Currently, G1-G4, G9, P[4], P[6] and P[8] are the prevalent genotypes worldwide [28]. In this study, G9 and P[8] were recognized predominantly, showing that they were the dominant genotypes in this region. This data also suggested that G9P[8] might be the most prevalent G-P genotypes combination circulating in the local population, as previously described in other regions of China [29, 30]. As two most frequently detected G-genotypes of China in the past decades, G1 and G3 were not recognized in this study, and the detection rates of common G2 and G4 were also low, which may indicate that common G1-G4 were currently circulating at a very low prevalence in the two cities.

G9 infections are globally increasing at the exponential growth since 1993, and G9 have recently been the significant genotype in some regions. In this study, G9 was also observed as the predominant G-genotype and two main phylogenetic clusters were identified. The minor cluster was only recognized in Jinan in 2013, showing its local circulation in Jinan. The major cluster was continuously observed in Jinan and Linyi from 2013 to 2014, revealing that it was the main G9 transmission lineage in the two cities and the inter-city spread may exist. Interestingly, an intragenic recombination event between two G9 lineages was observed in this study. Intragenic recombination in rotavirus is rare until increasing reports recently [31, 32]. To our knowledge, this is the first report of intragenic recombination in G9 rotaviruses. Mixed infections between different variants belonging to the same genotype were discussed as the cause of intragenic recombination [33]. Thus, co-circulation of two G9 transmission lineages in Jinan in 2013 might lead to the occurrence of this recombination event.

G6 and G8 strains were reported to be of animal origin [34, 35]. In this study, some G6 and G8 sequences were obtained.

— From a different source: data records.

PR #178, opened 2019-09-19
Enhancements custom components for header

daniel-sc:
This resolves the following problems with the header:

1. use a custom component for the user menu (e.g. which wraps the sbb-usermenu)
2. add additional components to the header (e.g. auto save feedback icons)

### DIFF
--- a/projects/sbb-esta/angular-business/header/src/header/header.component.html
+++ b/projects/sbb-esta/angular-business/header/src/header/header.component.html
@@ -21,24 +21,27 @@
   </div>
   <template #navigationButtons></template>
 </div>
-<div class="sbb-header-additional-content">
-  <ng-content select=".additional-header-content"></ng-content>
-</div>
-<div class="sbb-header-usermenu">
-  <ng-content select="sbb-usermenu,.sbb-usermenu"></ng-content>
-</div>
 
-<!-- If an icon is provided, use that, otherwise use the sbb logo -->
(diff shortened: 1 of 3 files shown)


kyubisation:
@daniel-sc In the future, could you please follow the commit message guidelines also for the naming of the PRs? This would make it easier for me to merge.
Nevertheless thank you for the contribution. I will now have a look at it. 😃

projects/sbb-esta/angular-business/header/src/header/header.component.html
```diff
@@ -21,21 +21,27 @@
...
+  <div class="sbb-header-additional-content">
+    <ng-content select=".additional-header-content"></ng-content>
+  </div>
+  <div class="sbb-header-usermenu">
+    <ng-content select="sbb-usermenu,.sbb-usermenu"></ng-content>
+  </div>
+
+  <!-- If an icon is provided, use that, otherwise use the sbb logo -->
+  <!-- TODO: make cleaner -->
+  <div #iconContent class="sbb-header-logo" [class.hidden-logo]="!iconContent.childElementCount">
```
kyubisation: Use [hidden] instead of [class.hidden-logo] and remove the css code

daniel-sc: good point, fixed this with the lastest commit

PR #210, opened 2019-11-01
feat(business): implement tabs

### LINKED ISSUE #87: feat(business): tabs styling
Design Spec: https://digital.sbb.ch/en/webapps/components/tab

DoD:
- Use business tabs in business documentation section

uzysset:
Closes #87


schematics/public2business/index.ts
```diff
@@ -6,13 +6,15 @@ export function public2business(_options: any): Rule {
     [
       'accordion',
       'autocomplete',
+      'badge',
```
kyubisation: Please also add these to .gitignore

projects/angular-showcase/src/app/features/business-component-viewer/business-component-viewer.module.ts
```diff
@@ -0,0 +1,19 @@
+import { PortalModule } from '@angular/cdk/portal';
```
kyubisation: I'm not quite content with the (almost) complete duplication of the public-component-viewer.
If possible, extract common functionality into a base class or inherit where possible from the public variant.

kyubisation:
@Frenggi Can you have a look at https://angular-staging.app.sbb.ch/210/business/components/tabs

projects/angular-showcase/src/app/features/business-component-viewer/business-component-viewer.module.ts
uzysset: @kyubisation Tried to separate it into a 'core' part. Hope that's what you were looking for 😅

By BLAST, we found that these sequences showed the highest identities to animal sequences (although 10 % divergence is quite different), and no human rotavirus sequences showed higher identities to them. We cannot confirm that these sequences were from humans or animals. They also might be the novel variants circulating in the local population. All of these need to be confirmed by case-based surveillance in the future.

The genetic differences within P[4], P[8], P[6] and P[9] sequences were high, and more than one cluster was recognized, suggesting the co-circulation of multiple transmission lineages in these genotypes. P[3] sequence in this study showed the highest identity to the rhesus rotavirus P[3] strain (RRV strain, M18736). RRV is the recipient virus in human-rhesus reassortant vaccine [36], but the detection of RRV-like P-genotype is rare so far. This is the first recognition of it in sewage. Nevertheless, the meaning of this finding is unknown because there is no evidence to support the epidemiological relevance of RRV P[3] in humans [37]. Further research on rare RRV P[3] is needed.

Conclusions

In conclusion, this study shows that the concentration of rotavirus in raw sewage was high, and multiple rotavirus transmission lineages continuously co-circulated in Jinan and Linyi, eastern China. Additionally, this study proves that environmental surveillance is an ideal measure to obtain epidemiological data on circulating viruses in a given population.